*** DATA SUPPLIED ***

PR #292, opened 2025-06-12
Port change and test from numba/numba#9595 to Numba-CUDA

gmarkall:
This change and test will need to be reflected in Numba-CUDA to ensure that it continues to work well with upstream Numba once https://github.com/numba/numba/pull/9595 is in.


gmarkall:
I think this will need numba/numba#9595 to be merged and available in a release for it to work. Keeping this parked for now.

*** End of DATA SUPPLIED ***

INSTRUCTIONS FOR THE TASK: Begin with the line that contains "Port change and" and end with the last line of the records; set down every line in that span exactly, and nothing else.

EXPECTED ANSWER:
Port change and test from numba/numba#9595 to Numba-CUDA

gmarkall:
This change and test will need to be reflected in Numba-CUDA to ensure that it continues to work well with upstream Numba once https://github.com/numba/numba/pull/9595 is in.


gmarkall:
I think this will need numba/numba#9595 to be merged and available in a release for it to work. Keeping this parked for now.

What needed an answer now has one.